Patras Kay Mazameen
- Author: Patras Bokhari
- Original title: پطرس کے مضامین
- Language: Urdu
- Genre: Essays
- Publication date: 1927
- Publication place: British India
- Media type: Print (paperback)

= Patras Kay Mazameen =

1927 collection of short stories by Patras Bokhari

Patras Kay Mazameen is a collection of short stories by Patras Bokhari published in 1927. The book contains eleven humorous essays and is considered a milestone in the humour of Urdu literature.

== Synopsis ==

The eleven essays are a combination of humour and literary criticism in the style of social commentary. It is especially known for its humor which starts rights at the beginning of the book. Patras is known for writing informally. His essays create humor in simple daily life situations.

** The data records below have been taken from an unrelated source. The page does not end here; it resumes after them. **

PR #856, opened 2026-09-12
Add application data to shader table records

kaizhangNV:
## Motivation

A ray-tracing shader can declare per-record data such as:

```slang
struct MaterialRecord
{
    float3 albedo;
}
```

The books contains the following essays:

| Original title | English translation |
|---|---|
| Hostel Mein Parhna (ہاسٹل میں پڑھنا) | Reading in hostel |
| Saveray Jo Kal Aankh Meri Khuli (سویرے جو کل آنکھ میری کھلی) | Yesterday Morning, as my eyes opened |
| Kuttay (کُتے) | Dogs |
| Urdu Ki Aakhri Kitab (اردو کی آخری کتاب) | The last book of Urdu |
| Mein Aik Miyan Hun (میں ایک میاں ہوں) | I am a husband |
| Murredpur Ka Pir | Pir of Mureedpur |
| Anjaam Bakhair (انجام بخیر) | Good luck |
| Cinema Ka Ishq (سنیما کا عشق) | Love for cinema |
| Mabel Aur Mein (میبل اور میں) | Mabel and I |
| Marhoom Ki Yaad Mein (مرحوم کی یاد میں) | In the memory of deceased |
| Lahore Ka Jugrafiya (لاہور کا جغرافیہ) | Geography of Lahore |

== Background ==

The book contains eleven essays that were written in the early 1930s with others written in the 1920s during the author's stay at Government College, Lahore.